Task input Block Start
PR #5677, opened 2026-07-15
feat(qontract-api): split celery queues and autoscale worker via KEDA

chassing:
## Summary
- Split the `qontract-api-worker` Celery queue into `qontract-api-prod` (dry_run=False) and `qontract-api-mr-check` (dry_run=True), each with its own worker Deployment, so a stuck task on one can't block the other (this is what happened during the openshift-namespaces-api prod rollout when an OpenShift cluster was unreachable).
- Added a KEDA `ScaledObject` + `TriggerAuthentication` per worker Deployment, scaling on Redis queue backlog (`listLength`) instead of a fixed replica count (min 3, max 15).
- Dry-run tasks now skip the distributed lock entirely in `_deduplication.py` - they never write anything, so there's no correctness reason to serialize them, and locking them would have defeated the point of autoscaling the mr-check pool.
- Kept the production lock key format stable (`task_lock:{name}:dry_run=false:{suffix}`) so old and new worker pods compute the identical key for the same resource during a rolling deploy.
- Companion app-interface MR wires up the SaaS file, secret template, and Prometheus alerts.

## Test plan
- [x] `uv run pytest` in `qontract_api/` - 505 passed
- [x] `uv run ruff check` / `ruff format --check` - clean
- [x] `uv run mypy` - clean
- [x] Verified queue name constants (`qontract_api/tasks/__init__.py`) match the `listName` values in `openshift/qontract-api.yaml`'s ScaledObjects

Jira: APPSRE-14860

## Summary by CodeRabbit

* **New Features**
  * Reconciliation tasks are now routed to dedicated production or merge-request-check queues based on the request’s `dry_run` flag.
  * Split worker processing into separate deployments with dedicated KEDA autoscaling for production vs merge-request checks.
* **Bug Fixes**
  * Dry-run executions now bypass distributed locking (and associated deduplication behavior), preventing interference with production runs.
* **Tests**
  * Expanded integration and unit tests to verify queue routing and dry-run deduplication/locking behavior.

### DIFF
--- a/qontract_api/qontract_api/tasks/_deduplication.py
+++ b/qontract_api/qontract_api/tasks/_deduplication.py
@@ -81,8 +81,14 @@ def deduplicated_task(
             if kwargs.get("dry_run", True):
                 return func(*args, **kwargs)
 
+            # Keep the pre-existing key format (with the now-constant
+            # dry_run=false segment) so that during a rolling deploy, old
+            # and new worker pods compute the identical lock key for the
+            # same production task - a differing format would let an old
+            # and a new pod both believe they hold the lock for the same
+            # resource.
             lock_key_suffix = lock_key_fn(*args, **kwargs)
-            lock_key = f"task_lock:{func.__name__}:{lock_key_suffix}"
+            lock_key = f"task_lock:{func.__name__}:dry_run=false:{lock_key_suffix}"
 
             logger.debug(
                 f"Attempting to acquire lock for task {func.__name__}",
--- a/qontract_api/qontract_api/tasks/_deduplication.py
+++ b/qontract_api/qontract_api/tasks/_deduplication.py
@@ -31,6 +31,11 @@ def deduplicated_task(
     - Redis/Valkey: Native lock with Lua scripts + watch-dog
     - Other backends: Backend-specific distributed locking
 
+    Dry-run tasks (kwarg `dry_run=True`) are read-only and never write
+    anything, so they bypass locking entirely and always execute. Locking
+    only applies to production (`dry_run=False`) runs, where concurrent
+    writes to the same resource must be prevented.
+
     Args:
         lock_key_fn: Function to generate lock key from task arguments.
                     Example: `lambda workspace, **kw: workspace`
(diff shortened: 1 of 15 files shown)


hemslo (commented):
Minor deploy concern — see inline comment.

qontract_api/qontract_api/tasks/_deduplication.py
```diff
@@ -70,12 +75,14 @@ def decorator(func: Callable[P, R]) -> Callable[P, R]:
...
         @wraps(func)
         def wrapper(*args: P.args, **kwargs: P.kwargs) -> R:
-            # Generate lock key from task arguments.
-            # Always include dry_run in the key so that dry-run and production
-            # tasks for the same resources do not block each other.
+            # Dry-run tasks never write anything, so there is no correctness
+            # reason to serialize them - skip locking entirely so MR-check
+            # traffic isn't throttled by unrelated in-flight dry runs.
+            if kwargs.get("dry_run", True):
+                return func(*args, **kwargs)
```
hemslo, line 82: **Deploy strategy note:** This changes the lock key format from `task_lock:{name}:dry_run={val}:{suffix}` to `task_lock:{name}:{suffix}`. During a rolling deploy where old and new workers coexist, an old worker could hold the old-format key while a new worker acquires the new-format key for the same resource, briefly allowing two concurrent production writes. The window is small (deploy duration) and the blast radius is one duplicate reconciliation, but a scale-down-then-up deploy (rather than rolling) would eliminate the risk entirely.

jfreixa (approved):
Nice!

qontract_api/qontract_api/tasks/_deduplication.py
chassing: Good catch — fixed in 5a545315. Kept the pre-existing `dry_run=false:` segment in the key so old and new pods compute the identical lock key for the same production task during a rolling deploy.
Task input Block End
A line qualifies when it holds the word "each"; report all qualifying lines from the records above.

- Split the `qontract-api-worker` Celery queue into `qontract-api-prod` (dry_run=False) and `qontract-api-mr-check` (dry_run=True), each with its own worker Deployment, so a stuck task on one can't block the other (this is what happened during the openshift-namespaces-api prod rollout when an OpenShift cluster was unreachable).
-            # tasks for the same resources do not block each other.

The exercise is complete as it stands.